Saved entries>
***

PR #336, opened 2019-04-06
DBMain and Settings Manager

DarkForte:
Added the Settings Manager.

Finished:
* Peloton code migration
* Callback framework
* `gflags`
* migrate to TransientValue
* An example of mutable parameter (object pool size)


src/settings/settings_manager.cpp
```diff
@@ -0,0 +1,175 @@
...
+    delete txn;
+}
+
+int32_t SettingsManager::GetInt(Param param) { return GetValue(param).GetIntValue(); }
+
+double SettingsManager::GetDouble(Param param) { return GetValue(param).GetDecimalValue(); }
+
+bool SettingsManager::GetBool(Param param) { return GetValue(param).GetBooleanValue(); }
+
+std::string SettingsManager::GetString(Param param) { return GetValue(param).GetVarcharValue(); }
```
parsec0re: Be careful here. If you are using the new value system, there might be lifetime issues. Consider where to make a copy and where to just "peek" values.

src/settings/settings_manager.cpp
```diff
@@ -0,0 +1,175 @@
...
+
+type::Value SettingsManager::GetValue(Param param) {
+  auto param_info = param_map_.find(param);
+  return param_info->second.value;
+}
+
+void SettingsManager::SetValue(Param param, const type::Value &value) {
+  ParamInfo& param_info = param_map_.find(param)->second;
+
+  if (!param_info.is_mutable) throw SETTINGS_EXCEPTION((param_info.name + " is not mutable.").c_str());
```
parsec0re: Is it the correct behavior to throw an exception? Is the upper level users responsible for catching these exceptions?

test/settings/settings_test.cpp
```diff
@@ -0,0 +1,66 @@
...
+
+  bufferPoolSize = txn_manager_->GetBufferPoolSizeLimit();
+  EXPECT_EQ(bufferPoolSize, defaultBufferPoolSize);
+
+  // Setting new value should invoke callback.
+  const int64_t newBufferPoolSize = defaultBufferPoolSize + 1;
+  settings_manager_->SetInt(Param::buffer_pool_size, static_cast<int32_t>(newBufferPoolSize));
+  bufferPoolSize = static_cast<int64_t>(settings_manager_->GetInt(Param::buffer_pool_size));
+  EXPECT_EQ(bufferPoolSize, newBufferPoolSize);
+
```
parsec0re: Maybe more tests such as setting immutable config.

src/include/settings/settings_manager.h
```diff
@@ -0,0 +1,132 @@
...
+
+  /**
+   * Migrate values from GFlags to internal map
+   */
+  void InitParams();
+
+ private:
+  catalog::SettingsHandle settings_handle_;
+  transaction::TransactionManager *txn_manager_;
+  std::unordered_map<Param, ParamInfo> param_map_;
```
parsec0re: Just not sure whether these data structures are thread-safe.

src/include/settings/settings_manager.h
```diff
@@ -0,0 +1,132 @@
...
+ public:
+  SettingsManager() = delete;
+  SettingsManager(const SettingsManager &) = delete;
+
+  /**
+   * The constructor of settings manager
+   * @param catalog a shared pointer to the system catalog
+   * @param txn_manager a pointer to the transaction manager
+   */
+  SettingsManager(const std::shared_ptr<catalog::Catalog> &catalog, transaction::TransactionManager *txn_manager);
```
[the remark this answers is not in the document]
parsec0re: Or if you really want the "shared" semantics, pass by value.

src/include/settings/settings_manager.h
YuzeLiao: Thanks for your comments. They are not thread-safe for now, but we will solve it upon the completion of most of the other work . It should be easy and a coarse-grained latch may work because settings should not be read/written very frequently.

src/include/settings/settings_defs.h
```diff
@@ -0,0 +1,184 @@
+//===----------------------------------------------------------------------===//
+// FILE LOCATIONS
+//===----------------------------------------------------------------------===//
+
+//===----------------------------------------------------------------------===//
+// CONNECTIONS
+//===----------------------------------------------------------------------===//
+
+// Peloton port
```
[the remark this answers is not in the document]
YuzeLiao: Thanks for your reminder. Fixed.

src/include/type/value.h
```diff
@@ -245,6 +245,42 @@ class Value {
     return *this;  // return the object itself (by reference)
```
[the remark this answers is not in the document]
YuzeLiao: Thanks for your comments. We've merged the latest catalog and migrated to TransientValue system.

src/settings/settings_manager.cpp
YuzeLiao: Thanks for your reminder. We don't make copies here in the new TransientValue System.

src/include/settings/settings_param.h
```diff
@@ -0,0 +1,43 @@
+#pragma once
+#include <type/value.h>
+#include <string>
+
+namespace terrier::settings {
+
+enum class Param {
+#define __SETTING_ENUM__
```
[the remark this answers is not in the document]
YuzeLiao: Thanks for your comments. Yes, it's a macro expansion so we do need some docs. Added.

src/include/settings/settings_manager.h
```diff
@@ -0,0 +1,139 @@
...
```
Calculuser: Not understand why use `shared_ptr<> &`. I think a reference is better because `shared_ptr<> &` may affect the performance

src/include/loggers/settings_logger.h
```diff
@@ -0,0 +1,21 @@
+#pragma once
+
+#include <memory>
+#include "spdlog/sinks/basic_file_sink.h"
+#include "spdlog/spdlog.h"
+
+namespace terrier::settings {
+extern std::shared_ptr<spdlog::logger> settings_logger;
```
Calculuser: Why use `shared_ptr` here? Maybe a raw pointer is better.

src/settings/README.md
```diff
@@ -0,0 +1,90 @@
...
+- Can mutable parameters be correctly changed? If it has a callback function, is that called?
+- Can the Settings Manager check if the new value is between `min_value` and `max_value`?
+- Can the Settings Manager refuse to change immutable parameters?
+
+## Trade-offs and Potential Problems
+
+> Write down any conscious trade-off you made that can be problematic in the future or any problems discovered during the design process that remain unaddressed (technical debts).
+
+By adding the internal map, the system is storing 3 copies of each parameter value: one in its component (each component is very likely to maintain a local copy, like in the Garbage Collector there is very likely to be a `num_threads` member variable), one in the map, and one in the catalog. However, this is necessary as stated above. The real unnecessary copy is actually the `pg_settings` table. In fact, Postgresql does not have this physical table. It also stores the values in an internal map. When someone calls `SELECT * FROM pg_settings`, it generates a view from the internal map. However, Terrier does not support generating a view from functions yet. Therefore, we must maintain the physical table.
```
Calculuser: Since there are 3 copies of each parameter value, will those values come into an inconsistent state? If so, how do you plan to handle this inconsistency?

src/include/loggers/settings_logger.h
Calculuser: Or `unique_ptr`.

src/settings/settings_manager.cpp
```diff
@@ -0,0 +1,190 @@
...
+
+void SettingsManager::SetString(Param param, const std::string_view &value) {
+  std::string_view old_value = GetString(param);
+  SetValue(param, ValueFactory::GetVarChar(value));
+  callback_fn callback = callback_map_.find(param)->second;
+  std::string_view new_value(value);
+  callback(static_cast<void *>(&old_value), static_cast<void *>(&new_value));
+}
+
+const std::string SettingsManager::GetInfo() {
```
Calculuser: It's better to remove those comment-out code.

src/settings/settings_manager.cpp
```diff
@@ -0,0 +1,190 @@
...
+  param_info.value = ValueFactory::GetCopy(value);
+
+  auto txn = txn_manager_->BeginTransaction();
+  auto entry = settings_handle_.GetSettingsEntry(txn, param_info.name);
+  entry->SetColumn(static_cast<int32_t>(Index::SETTING), value);
+  txn_manager_->Commit(txn, EmptyCallback, nullptr);
+  delete txn;
+}
+
+bool SettingsManager::ValidateValue(const type::TransientValue &value, const type::TransientValue &min_value,
```
Calculuser: Maybe overloading `<` and `>` in the class `TransientValue` of those value type is better. It will make this function more concise.

src/include/settings/settings_defs.h
```diff
@@ -0,0 +1,184 @@
...
+    "path to root certificate file",
+    "root.crt",
+    false, false)
+    */
+
+    //===----------------------------------------------------------------------===//
+    // RESOURCE USAGE
+    //===----------------------------------------------------------------------===//
+
+    SETTING_double(bnlj_buffer_size, "The default buffer size to use for blockwise nested loop joins (default: 1 MB)",
```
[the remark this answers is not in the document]
DarkForte: Many of them are not. But I believe many of them may be needed in the future, so it does no harm to leave them there for now. Anyway, they are examples of how to define parameters.

src/settings/settings_manager.cpp
```diff
@@ -0,0 +1,190 @@
...
+
+    entry[static_cast<int>(Index::OID)] = ValueFactory::GetInteger(!oid);
+    entry[static_cast<int>(Index::NAME)] = ValueFactory::GetVarChar(info.name.c_str());
+    entry[static_cast<int>(Index::SHORT_DESC)] = ValueFactory::GetVarChar(info.desc.c_str());
+
+    settings_handle_.InsertRow(txn, entry);
+  }
+
+  txn_manager_->Commit(txn, EmptyCallback, nullptr);
+  delete txn;
```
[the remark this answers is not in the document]
lagoon0o0: [This comment](https://github.com/cmu-db/terrier/issues/339#issuecomment-481742215) probably explains when and where to delete a transaction context.

src/include/settings/settings_manager.h
lagoon0o0: Agreed.

test/settings/settings_test.cpp
```diff
@@ -0,0 +1,71 @@
...
+  bufferPoolSize = txn_manager_->GetBufferPoolSizeLimit();
+  EXPECT_EQ(bufferPoolSize, newBufferPoolSize);
+}
```
lagoon0o0: A multi-transaction, GC enabled test would be better.

src/main/main_database.cpp
```diff
@@ -0,0 +1,57 @@
...
+  // log init now complete
+  LOG_TRACE("Logger initialization complete");
+  // initialize loggers
+  ::google::SetUsageMessage("Usage Info: \n");
+  ::google::ParseCommandLineFlags(&argc, &argv, true);
+  // initialize stat registry
+  auto main_stat_reg = std::make_shared<terrier::common::StatisticsRegistry>();
+
+  // create the global transaction mgr
+  terrier::storage::RecordBufferSegmentPool buffer_pool_(100000, 10000);
```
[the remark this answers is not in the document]
DarkForte: Will be handled in DBMain PR.

src/settings/settings_manager.cpp
DarkForte: Maybe you are right. It would be better to LOG_ERROR and tell the caller that this `set` failed.

test/settings/settings_test.cpp
DarkForte: There is one: https://github.com/DarkForte/terrier/blob/settings_manager/test/settings/settings_test.cpp#L49

src/settings/settings_manager.cpp
DarkForte: I think you are right.

src/include/loggers/settings_logger.h
DarkForte: Because everyone is using `shared_ptr` in their loggers...

src/settings/settings_manager.cpp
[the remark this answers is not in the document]
DarkForte: ok, we are now running GC in the tests.

src/settings/README.md
DarkForte: No, as long as the component is using our setters and getters to change and load configurations.

src/include/main/db_main.h
```diff
@@ -0,0 +1,102 @@
...
+   * @param old_value old value of buffer pool size
+   * @param new_value new value of buffer pool size
+   * @param action_context action context for changing buffer pool size
+   */
+  void BufferPoolSizeCallback(void *old_value, void *new_value,
+                              const std::shared_ptr<common::ActionContext> &action_context);
+
+ private:
+  friend class settings::SettingsManager;
+  friend class settings::SettingsTests;
```
yeshengm: Use the `FRIEND_TEST` macro?

src/include/main/db_main.h
```diff
@@ -0,0 +1,102 @@
...
+  std::shared_ptr<common::StatisticsRegistry> main_stat_reg_;
+  std::unordered_map<settings::Param, settings::ParamInfo> param_map_;
+  transaction::TransactionManager *terrier_txn_manager_;
```
yeshengm: I think just leave these fields as `txn_manager_` is enough. The additional `terrier` is a bit verbose.

src/include/main/db_main.h
```diff
@@ -0,0 +1,102 @@
...
+
+namespace terrier {
+
+namespace settings {
+class SettingsManager;
+class SettingsTests;
+}  // namespace settings
+
+/**
+ * The DBMain Class holds all the static functions, singleton pointers, etc.
```
yeshengm: I think we should mention that the db main serves as a global context of the whole DBMS in the documentation.

src/include/main/db_main.h
```diff
@@ -0,0 +1,102 @@
...
+ * It has the full knowledge of the whole database systems.
+ * *Only the settings manager should be able to access the DBMain object.*
+ */
+class DBMain {
```
lagoon0o0: If one DBMain only correspond to one settings manager, it might be a good idea to merge these two classes into one.

src/include/main/db_main.h
```diff
@@ -0,0 +1,102 @@
...
+  void ForceShutdown();
+
+  // TODO(Weichen): Use unique ptr is enough.
+  /**
+   * Basic empty callbacks used by settings manager
+   * @param old_value the old value of corresponding setting
+   * @param new_value the new value of corresponding setting
+   * @param action_context action context for empty callback
+   */
+  void EmptyCallback(void *old_value, void *new_value, const std::shared_ptr<common::ActionContext> &action_context);
```
lagoon0o0: Making the callback to be a member function is a little weird.

lagoon0o0: Probably defining a wrapper class for callback function will work.

src/include/main/db_main.h
```diff
@@ -0,0 +1,102 @@
...
+   * @param action_context action context for changing buffer pool size
+   */
+  void BufferPoolSizeCallback(void *old_value, void *new_value,
+                              const std::shared_ptr<common::ActionContext> &action_context);
+
+ private:
+  friend class settings::SettingsManager;
+  friend class settings::SettingsTests;
+  std::shared_ptr<common::StatisticsRegistry> main_stat_reg_;
+  std::unordered_map<settings::Param, settings::ParamInfo> param_map_;
```
lagoon0o0: Is there any potential concurrency issue?

src/settings/README.md
```diff
@@ -0,0 +1,96 @@
...
+- It is much easier to operate on a map than the catalog. 
+- Since the number of parameters is low, an extra map won't introduce much overhead.
+
+- Although this essentially turned the Settings Manager as a cache layer for the `pg_settings` table, its consistency is easy to maintain (just update the catalog in `set` methods).
+
+This value map is an external map actually stored in DBMain. We also have another internal callback map, which maps a setting to its callback. It should be immutable during runtime.
+
+### Synchronous Modification Enforcement
```
Calculuser: How does async call maintain consistency?

test/settings/settings_test.cpp
```diff
@@ -0,0 +1,192 @@
...
+                            setter_callback);
+  bufferPoolSize = static_cast<int64_t>(settings_manager_->GetInt(Param::buffer_pool_size));
+  EXPECT_EQ(bufferPoolSize, newBufferPoolSize);
+
+  bufferPoolSize = txn_manager_->GetBufferPoolSizeLimit();
+  EXPECT_EQ(bufferPoolSize, newBufferPoolSize);
+}
+
+// NOLINTNEXTLINE
+TEST_F(SettingsTests, ConcurrentModifyTest) {
```
Calculuser: What if multiple transactions are modifying the same settings? I think it is better to add this test.

test/settings/settings_test.cpp
```diff
@@ -0,0 +1,192 @@
...
+
+  std::thread t2([&] {
+    std::shared_ptr<common::ActionContext> action_context = std::make_shared<common::ActionContext>(2);
+    settings_manager_->SetBool(Param::parallel_execution, false, action_context, setter_callback);
+    EXPECT_FALSE(settings_manager_->GetBool(Param::parallel_execution));
+  });
+
+  std::thread t3([&] {
+    std::shared_ptr<common::ActionContext> action_context = std::make_shared<common::ActionContext>(3);
+    settings_manager_->SetString(Param::db_name, "PelotonSP", action_context, setter_callback);
```
Calculuser: Change "Peloton" to "terrier".

src/main/terrier.cpp
```diff
@@ -1,53 +1,50 @@
...
 
-  LOG_INFO("Initialization complete");
-
-  terrier::network::TerrierServer terrier_server;
-  terrier_server.SetupServer().ServerLoop();
-
-  // shutdown loggers
-  spdlog::shutdown();
-  main_stat_reg->Shutdown(false);
+  ConstructParamMap(param_map);
```
yeshengm: This piece of code is weird. Is it possible to generate the param map during the database bootstrap phase? I.e. `db.Bootstrap()`, `db.GetParams()`, `db.Init()`, `db.Run()`.

src/main/db_main.cpp
```diff
@@ -0,0 +1,88 @@
...
+}
+
+void DBMain::Init() {
+  InitLoggers();
+
+  // initialize stat registry
+  main_stat_reg_ = std::make_shared<terrier::common::StatisticsRegistry>();
+
+  // create the global transaction mgr
+  auto *buffer_pool = new storage::RecordBufferSegmentPool(100000, 10000);
```
lagoon0o0: Probably better to remove the magic number here.

src/include/main/db_main.h
Calculuser: Will this map become a contention?

src/settings/settings_manager.cpp
```diff
@@ -0,0 +1,227 @@
...
+    throw SETTINGS_EXCEPTION("Invalid setting value");
+  }
+}
+
+void SettingsManager::InitializeCatalog() {
+  auto txn = txn_manager_->BeginTransaction();
+  auto column_num = catalog::SettingsHandle::schema_cols_.size();
+
+  for (const auto &pair : db_->param_map_) {
+    const Param param = pair.first;
```
yeshengm: You can use C++17 structured bindings here if you wish. This can simplify handling of data structures such as `std::pair`.

src/settings/settings_manager.cpp
```diff
@@ -0,0 +1,227 @@
...
+    const ParamInfo &info = pair.second;
+
+    catalog::settings_oid_t oid(static_cast<uint32_t>(param));
+    std::vector<type::TransientValue> entry;
+    for (auto i = column_num; i > 0; --i) {
+      // NOLINTNEXTLINE
```
yeshengm: NOLINT?

src/settings/settings_manager.cpp
```diff
@@ -0,0 +1,227 @@
...
+  return ValuePeeker::PeekBoolean(GetValue(param));
+}
+
+std::string_view SettingsManager::GetString(Param param) {
+  common::SharedLatch::ScopedExclusiveLatch guard(&latch_);
+  return ValuePeeker::PeekVarChar(GetValue(param));
+}
+
+void SettingsManager::SetInt(Param param, int32_t value, std::shared_ptr<ActionContext> action_context,
+                             setter_callback_fn setter_callback) {
```
yeshengm: Why `setter_callback_fn` is snake case whereas all other types and camel case?

src/settings/settings_manager.cpp
lagoon0o0: Why NOLINT?

src/settings/settings_manager.cpp
```diff
@@ -0,0 +1,227 @@
...
+void SettingsManager::SetString(Param param, const std::string_view &value,
+                                std::shared_ptr<ActionContext> action_context, setter_callback_fn setter_callback) {
+  common::SharedLatch::ScopedExclusiveLatch guard(&latch_);
+  std::string_view old_value = ValuePeeker::PeekVarChar(GetValue(param));
+  if (!SetValue(param, ValueFactory::GetVarChar(value))) {
+    action_context->SetState(ActionState::FAILURE);
+  } else {
+    std::string_view new_value(value);
+    ActionState action_state =
+        InvokeCallback(param, static_cast<void *>(&old_value), static_cast<void *>(&new_value), action_context);
```
yeshengm: If you are passing a pointer to function with argument type `void *`, IIRC there is no need to use a cast.

src/include/settings/settings_param.h
```diff
@@ -0,0 +1,70 @@
...
+   * @param max_value allowed maximum value
+   * @param callback function invoked when param is changed
+   */
+  ParamInfo(std::string name, type::TransientValue &&value, std::string desc, type::TransientValue &&default_value,
+            bool is_mutable, double min_value, double max_value, callback_fn callback)
+      : name(std::move(name)),
+        value(std::move(value)),
+        desc(std::move(desc)),
+        default_value(std::move(default_value)),
+        is_mutable(is_mutable),
```
yeshengm: I think name this as `mutable` is enough since the type `bool` already tells you what the variable is for.

src/include/main/db_main.h
lagoon0o0: I know there should be only one settings mgr accessing DBmain here, but adding a latch probably will make this data structure safer.

src/include/settings/settings_manager.h
```diff
@@ -0,0 +1,139 @@
...
+   * @return current setting value
+   */
+  bool GetBool(Param param);
+
+  /**
+   * Get the value of a string setting
+   * @param param setting name
+   * @return current setting value
+   */
+  std::string_view GetString(Param param);
```
yeshengm: I'm worried about potential lifetime issues here. `string_view`s themselves do not own underlying memory. But here you are giving out the reference, which is a dangerous thing to do. Our transient value implementation returns `string_view`s mainly because we relies on programmers to manage lifetime issues. I don't know whether the `string_view` here is safe.

src/catalog/settings_handle.cpp
```diff
@@ -0,0 +1,66 @@
...
+  pg_settings = new catalog::SqlTableHelper(pg_settings_oid);
+
+  // columns we use
+  for (auto col : SettingsHandle::schema_cols_) {
+    pg_settings->DefineColumn(col.col_name, col.type_id, false, col_oid_t(catalog->GetNextOid()));
+  }
+
+  // now actually create, with the provided schema
+  pg_settings->Create();
+  // catalog->AddToMaps(db_oid, pg_settings_oid, name, pg_settings);
```
lagoon0o0: dead code

src/main/db_main.cpp
```diff
@@ -0,0 +1,88 @@
+#include "main/db_main.h"
+#include <memory>
```
lagoon0o0: Maybe better to reorder this

src/settings/README.md
```diff
@@ -0,0 +1,96 @@
...
+
+### Macro based Parameter Definition
+
+We provide some macros for the developers to define their parameters. They include `SETTING_int`, `SETTING_bool`, `SETTING_double` and `SETTING_string`. The definition of the macros is in `settings_macro.h`.
+
+Although macros are confusing and not straightforward, it offers more benefits than disadvantages in the Settings Manager. The biggest benefit is that the users can now specify each parameter only once. Without macros, when a user wants to define a new parameter, he must do it for three times: append it in the `Params` `enum`, register it in `gflags`, and initialize it in the Settings Manager. It is clear that this exposes too many internal details of the Settings Manager to the users. 
+
+In the current design, users only need to define his parameter in `settings.h` only once, and the Settings Manager will do the `enum`, `gflags` and initialization stuff for them by simply `#include settings.h` and interpret `SETTING_xxx` in different ways.
+
+### Internal and External Map
```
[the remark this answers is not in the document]
DarkForte: This map is a hotspot, but the Settings Manager is not in the critical path, so it's okay.

src/include/common/action_context.h
```diff
@@ -0,0 +1,53 @@
...
+  IN_PROGRESS = 1,
+  SUCCESS = 2,
+  FAILURE = 3,
+  DEFERRED = 4,
+};
+
+/**
+ * ActionContext is used to keep track of action state and system behavior.
+ */
+class ActionContext {
```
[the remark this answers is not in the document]
DarkForte: No, because there may also be logs and other information in `ActionContext` later.

src/include/settings/settings_common.h
```diff
@@ -0,0 +1,180 @@
...
+#ifdef SETTING_string
+#undef SETTING_string
+#endif
+
+#define VALIDATOR_int(name, default_value)                                                      \
+  static bool Validate##name(const char *setting_name, int value) {                             \
+    if (FLAGS_##name == static_cast<int>(default_value)) {                                      \
+      return true;                                                                              \
+    }                                                                                           \
+    std::cerr << "Value for \"" << #name << "\" has been set to " << FLAGS_##name << std::endl; \
```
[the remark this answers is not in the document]
DarkForte: No, because when this is called, the loggers are not initialized yet. So we have to use `cerr`.

src/include/main/db_main.h
DarkForte: I think it will make the class too big. I would insist that DBMain and Settings Manager be two classes.

src/include/main/db_main.h
DarkForte: FRIEND_TEST is actually `friend class TheTestClassName`, so in my opinion, it doesn't hurt to keep the current code.

src/include/main/db_main.h
DarkForte: Fixed, thx!

src/include/settings/settings_param.h
```diff
@@ -0,0 +1,70 @@
...
+   * @param name setting name
+   * @param value setting value
+   * @param desc a description of the setting
+   * @param default_value the default value of the setting
+   * @param is_mutable if the setting is mutable or not
+   * @param min_value allowed minimum value
+   * @param max_value allowed maximum value
+   * @param callback function invoked when param is changed
+   */
+  ParamInfo(std::string name, type::TransientValue &&value, std::string desc, type::TransientValue &&default_value,
```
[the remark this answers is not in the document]
DarkForte: clang-tidy suggests "pass by value and use move constructor"...

src/include/settings/settings_param.h
```diff
@@ -0,0 +1,70 @@
...
+        desc(std::move(desc)),
+        default_value(std::move(default_value)),
+        is_mutable(is_mutable),
+        min_value(min_value),
+        max_value(max_value),
+        callback(callback) {}
+
+ private:
+  friend class SettingsManager;
+  std::string name;
```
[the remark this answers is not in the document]
DarkForte: Fixed, thx!

src/main/terrier.cpp
DarkForte: No, because we don't want to expose command line arguments to DBMain.

src/settings/settings_manager.cpp
DarkForte: Removed it. Thanks!

src/settings/settings_manager.cpp
DarkForte: That is news to me. Thank you!

src/main/db_main.cpp
YuzeLiao: Solved. Used specified buffer_pool_size to replace the first number. As long as the other setting values come into use, the other corresponding numbers can then be replaced by specified values, too.

src/include/main/db_main.h
YuzeLiao: We have made it thread-safe. At least in the short term, it will not become a hot-spot bottleneck since not everybody (i.e. thread)  can (will) have frequent interaction with settings manager.

src/catalog/settings_handle.cpp
YuzeLiao: Solved.

src/settings/settings_manager.cpp
YuzeLiao: We were trying to be consistent with transaction_manager.

src/settings/README.md
YuzeLiao: Modification in an asynchronous manner with callback itself will not have consistency issue. Because the observer of any setting value are not changed during the whole process. Namely, consistency issue happens when there are multiple observers (or owners) of a value, which is not what we are explaining here.

If you are asking how to maintain consistency between different observers, which would happen no matter the modification is async or not, you can refer to the sections above :)

src/settings/settings_manager.cpp
YuzeLiao: Thank you for the reminder :)

src/include/settings/settings_param.h
YuzeLiao: Thank you. We are trying to be consistent with the other part of the system like postgresparser and worker_pool. And you may not always remember what the type of a variable is on seeing it :)

src/include/main/db_main.h
YuzeLiao: Probably, but that depends on the global design of the main database class. Our DBMain is the first version (based on a discussion with Andy about a month ago). With the further development of the whole system, this part may be more elegant.

src/include/main/db_main.h
YuzeLiao: Thanks, for now there will be no concurrency issue.

src/include/settings/settings_manager.h
YuzeLiao: Thank you. Solved.

src/include/settings/settings_defs.h
```diff
@@ -0,0 +1,212 @@
...
+// GENERAL
+//===----------------------------------------------------------------------===//
+
+// Display configuration
+SETTING_bool(display_settings, "Display settings (default: false)", false, true, terrier::DBMain::EmptyCallback)
+
+//===----------------------------------------------------------------------===//
+// Used only in Tests
+//===----------------------------------------------------------------------===//
+
```
pervazea: Having test values in the main code is not too nice. 
These should be in the test directory with whatever test is exercising these values.

src/include/catalog/settings_handle.h
```diff
@@ -102,4 +102,25 @@ class SettingsCatalogTable {
   catalog::SqlTableHelper *pg_settings_;
 };
 
+enum class SettingsTableColumn {
```
mbutrovich: Did these come from Peloton? I see most aren't used yet. I'm not clear on which ones we want yet, but would just like to understand the process that got them here.

DarkForte: @pervazea is the author of `settings_handle`, we don't know how it works...

src/include/common/action_context.h
```diff
@@ -0,0 +1,53 @@
...
+  void SetState(ActionState state) { state_.store(state); }
+
+  /**
+   * Get action id.
+   * @return action id.
+   */
+  int32_t GetActionId() { return action_id_; }
+
+ private:
+  int32_t action_id_;
```
mbutrovich: Is there a reason we didn't make these strong typedef'd oids?

src/include/transaction/transaction_manager.h
```diff
@@ -76,6 +76,19 @@ class TransactionManager {
    */
   TransactionQueue CompletedTransactionsForGC();
 
+  /**
+   * Set the current buffer pool size
+   * @param new_size the new size of buffer pool
+   * @return true if the value is set successfully; false otherwise
+   */
+  bool SetBufferPoolSizeLimit(uint64_t new_size) { return buffer_pool_->SetSizeLimit(new_size); }
```
mbutrovich: The transaction manager holds a reference to the buffer segment pool, but I'm not convinced it actually owns it, and thus maybe isn't where these methods should reside.

src/include/catalog/settings_handle.h
pervazea: The columns implemented in settiings_handle from Postgres pg_settings. Settings handle is "just a catalog table". You can set or read columns in the settings table.
Which ones are used is up to the team implementing settings.

The enum here though, seems unnecessary. The catalog code provides methods to access the columns. See jrolli's in progress catalog PR.

src/main/db_main.cpp
```diff
@@ -0,0 +1,90 @@
...
+void DBMain::Init() {
+  InitLoggers();
+
+  // initialize stat registry
+  main_stat_reg_ = std::make_shared<common::StatisticsRegistry>();
+
+  // create the global transaction mgr
+  auto *buffer_pool = new storage::RecordBufferSegmentPool(
+      type::TransientValuePeeker::PeekInteger(param_map_.find(settings::Param::buffer_pool_size)->second.value_),
+      10000);
```
pervazea: The size limit is via a setting, but the re-use limit is hard coded? IMO the latter should also be a settings value.

src/include/main/db_main.h
```diff
@@ -0,0 +1,102 @@
...
+   */
+  void KnobCallback(void *old_value, void *new_value, const std::shared_ptr<common::ActionContext> &action_context);
+
+  /**
+   * Buffer pool size callback used by settings manager
+   * @param old_value old value of buffer pool size
+   * @param new_value new value of buffer pool size
+   * @param action_context action context for changing buffer pool size
+   */
+  void BufferPoolSizeCallback(void *old_value, void *new_value,
```
mbutrovich: DBMain seems like a really weird place to stick callbacks for Settings Manager actions.

DarkForte: But it is the only place where all the components are accessible...

mbutrovich: Is there a hierarchy that makes sense without us having have to define action callbacks in DBMain? I'm envisioning potentially dozens or hundreds some day and having them all in DBMain seems incorrect.

src/settings/settings_manager.cpp
```diff
@@ -0,0 +1,209 @@
...
+    SETTINGS_LOG_ERROR(
+        "Value given for \"{}"
+        "\" is not in its min-max bounds",
+        info.name_);
+    throw SETTINGS_EXCEPTION("Invalid setting value");
+  }
+}
+
+int32_t SettingsManager::GetInt(Param param) {
+  common::SharedLatch::ScopedExclusiveLatch guard(&latch_);
```
mbutrovich: These don't need to be exclusive do they? SharedLatch should suffice since it's only reading.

***

Task objective> Take every line from the records that holds "SettingsTests" and copy it down.

Answer for this exercise>
+  friend class settings::SettingsTests;
+class SettingsTests;
+  friend class settings::SettingsTests;
+TEST_F(SettingsTests, ConcurrentModifyTest) {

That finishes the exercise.